In order to take advantage of the rich tooling available on the Windows platform, compiler writers such as LLVM need to be able to generate PDB files. PDB or Program Debug Database is a literal database describing compiled code on the Windows platform. Containing various types of records, it allows tools such as debuggers to map between compiled code and source code.
In order to improve performance, this data is heavily indexed. And that’s part of the problem. Zach Turner of LLVM’s Windows team writes:
CodeView is a debug information format invented by Microsoft in the mid 1980s. For various reasons, other debuggers developed an independent format called DWARF, which eventually became standardized and is now widely supported by many compilers and programming languages. CodeView, like DWARF, defines a set of records that describe mappings between source lines and code addresses, as well as types and symbols that your program uses. The debugger then uses this information to let you set breakpoints by function name, display the value of a variable, etc. But CodeView is only somewhat documented, with the most recent official documentation being at least 20 years old. While some records still have the format documented above, others have evolved, and entirely new records have been introduced that are not documented anywhere.
[…]
[PDB] contains CodeView but it also contains many other things that allow indexing of the CodeView records in various ways. This allows for fast lookups of types and symbols by name or address, the philosophical equivalent of “tables” for individual input files, and various other things that are mostly invisible to you as a user but largely responsible for making the debugging experience on Windows so great. But there’s a problem: While CodeView is at least kind-of documented, PDB is completely undocumented. And it’s highly non-trivial.

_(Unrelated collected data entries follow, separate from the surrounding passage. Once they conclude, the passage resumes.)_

PR #17171, opened 2023-07-04
WIP: minor improvements and fixed test

mcollovati:
Minor improvements on top of #17150


mshabarov:
@mcollovati after thinking a while, I'd like to propose to make `alwaysExecutePrepareFrontend = false` by default, this seems to have benefits over `true`:
- Most of the projects would benefit from using incremental builds out-of-the-box immediately (even not being aware that this feature exists) and in the future we don't need to swap the default value - less work
- Developers who spot any issues (I expect very minor amount of cases), caused by not covering some config details, can change this flag to true, while we fix it in the maintenance release.

What do you think?

mcollovati:
The reason for having `alwaysExecutePrepareFrontend = false` as default was the following note in the original PR description

> probably it's better to remove @CacheableTask for V24.2 (replace it with @DisableCachingByDefault) and let developers enable caching manually.

But I agree to make the feature enabled by default, as it will be a good development improvement.
Furthermore, as you mentioned, if there are any issues, the feature can easily be disabled.

mshabarov:
Thanks, I've pushed the changes for it.

mshabarov (approved):

PR #17175, opened 2023-07-04
fix: prevent writing service worker on filesystem in dev mode (#17155) (CP: 23.3)

mcollovati:
When running in dev mode, the service worker should be served from memory and not written to the filesystem, to avoid potential endless restarts when Spring dev tools are in use.

This change fixes a regression introduced when service worker compression was implemented, that causes sw.js to be written to the filesystem also in dev mode.


czp13 (approved):
👍

PR #17209, opened 2023-07-10
test: fix webpush integration test

mcollovati:
Webpush integration test was working fine locally, also using selenium hub, but failed on CI env.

Microsoft provides tooling and SDKs for consuming PDB files, but nothing for generating them. And even these require the use of proprietary libraries as the open source PDB code doesn’t even compile.
Based on that partial code upload from Microsoft, the LLVM team was able to build their own PDB generator. While still considered “alpha quality”, it allows applications compiled using CLANG and the LLVM backend to start working with Windows tooling. Turner continues:
We’d love for you to try it out and report issues on our bug tracker. To get you started, download the latest snapshot of clang for Windows.
As part of their exploration into supporting PDB, LLVM has documented the PDB format. While not complete, it offers an important looking into the complicated format that was previously unavailable.
To supplement this, they have also built a tool called llvm-pdbutil. Among other things, this allows for two-way conversion between YAML and PDB. (For those of you who don’t know, YAML is a human-readable format that uses whitespace instead of brackets. It is probably best known as the format used for the API documentation language RAML.)
It should be noted that there are actually two PDB formats. In addition to the full version discussed above, there is also a Portable PDB format intended just for .NET Core applications. Portable PDB is documented with an open source library for reading it.